La ilusión, por supuesto, fue el denominador común de las intervenciones de los siete decanos debutantes. Mayte Villalba, la nueva decana de Ciencias Químicas y primera mujer en ocupar este cargo, reconoció sentir “vértigo, enorme responsabilidad y honor”, pero se mostró segura de que con su equipo contribuirá a que los estudiantes del centro sean buenos profesionales, comprometidos  con la sociedad y con los Objetivos de Desarrollo Sostenible. Benito Muñoz Araujo llega al decanato de Biológicas sabiendo que su antecesor le ha dejado el listón muy alto, pero convencido de que entre todos aún podrán elevar más la presencia de la biología en la sociedad a través de la formación de los mejores profesionales.

 

Isabel Durán Giménez-Rico no duda en confesarse “enamorada” de su Facultad, la de Filología, en la que estudió y es profesora, y del servicio a la universidad. Su reto es “construir entre todos un proyecto de Facultad presencial, abierta al mundo y a la sociedad, que mire con confianza al futuro, orgullosa de su pasado, que anticipe las necesidades de la sociedad en un mundo cambiante, que haga de la calidad su seña distintiva y siga siendo referente a nivel nacional e internacional”. Raquel Monje Alfaro, la nueva decana de Bellas Artes, también declara su vocación de servicio y su defensa de la enseñanza pública. Su proyecto, al que equipara con un poliedro en desarrollo continuo, tratará de mejorar el centro apostando por una Facultad “plural, afectiva y ejemplo de calidad”.

 

Luis Enrique López Bascuas, llega al despacho principal del Decanato de Psicología, tras haber formado parte del equipo de sus dos anteriores inquilinos, Carlos Gallego y Nieves Rojo.

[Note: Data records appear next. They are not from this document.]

PR #310, opened 2017-02-14
Add make test and add OSX builds to travis

sitsofe:
- Add a "test" target to the Makefile which runs two simultaneous null ioengine jobs for a short time.
- Make travis run two parallel make jobs letting it finish faster.
- Add two OSX builds to travis (with a third build commented out). This is slightly controversial because at peak time travis is heavily backed up with OSX builds from other projects. This can mean the travis results don't return in the usual less than 4 minutes but can instead take up to 2 hours(!) because while the Linux jobs were scheduled quickly the OSX ones weren't. If this sounds problematic, perhaps I can rework this commit to just comment out the travis OSX builds...

### DIFF
--- a/.travis.yml
+++ b/.travis.yml
@@ -1,4 +1,6 @@
 language: c
+os:
+  - linux
 compiler:
   - clang
   - gcc
@@ -6,5 +8,5 @@ env:
   global:
     - MAKEFLAGS="-j 2"
 before_install:
-  - sudo apt-get -qq update
-  - sudo apt-get install -qq -y libaio-dev libnuma-dev libz-dev
+  - if [[ "$TRAVIS_OS_NAME" == "linux" ]]; then sudo apt-get -qq update; fi
+  - if [[ "$TRAVIS_OS_NAME" == "linux" ]]; then sudo apt-get install -qq -y libaio-dev libnuma-dev libz-dev; fi
--- a/.travis.yml
+++ b/.travis.yml
@@ -2,6 +2,9 @@ language: c
 compiler:
   - clang
   - gcc
+env:
+  global:
+    - MAKEFLAGS="-j 2"
 before_install:
   - sudo apt-get -qq update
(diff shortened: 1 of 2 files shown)


axboe:
Will the potential OSX delay also impact the other reports? Say I break the linux build for some reason, usually travis would let me know asap.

Lo hace ilusionado y reivindicando el valor que tiene la psicología en cada vez más ámbitos de la sociedad y de nuestras vidas. Luis Hernández Yáñez, por su parte, pretende desarrollar su labor al frente de la Facultad de Informática con la misma pasión con la que siempre ha desarrollado sus cargos académicos. Para concluir, el nuevo decano de Óptica y Optometría, José Miguel Ezquerro, promete defender los intereses de su Facultad, para la que augura un futuro ilusionante que espera encabezar con dignidad, pero siempre “arrimando el hombro” por el bien de la UCM. También él tuvo palabras de recuerdo para la gerente del centro, María José Fernández Charro.

 

 

La vigésima intervención del acto fue la del vicerrector de Ordenación Académica, Javier Montero, quien aprovechó sus palabras para reivindicar no solo el trabajo que hacen los decanos, sino por extensión el de todos los docentes que colaboran en la gestión de los centros y departamentos, en el nivel que sea. Concluyó, confiando en que los nuevos decanos tengan un mandato con pocos sobresaltos, y dándoles un consejo: “pedirles que mantengan la ilusión y la satisfacción por el trabajo que están haciendo, y que no dejen de disfrutar de la responsabilidad que tienen, que intenten ayudar a los demás y que intenten hacer equipo con todos”.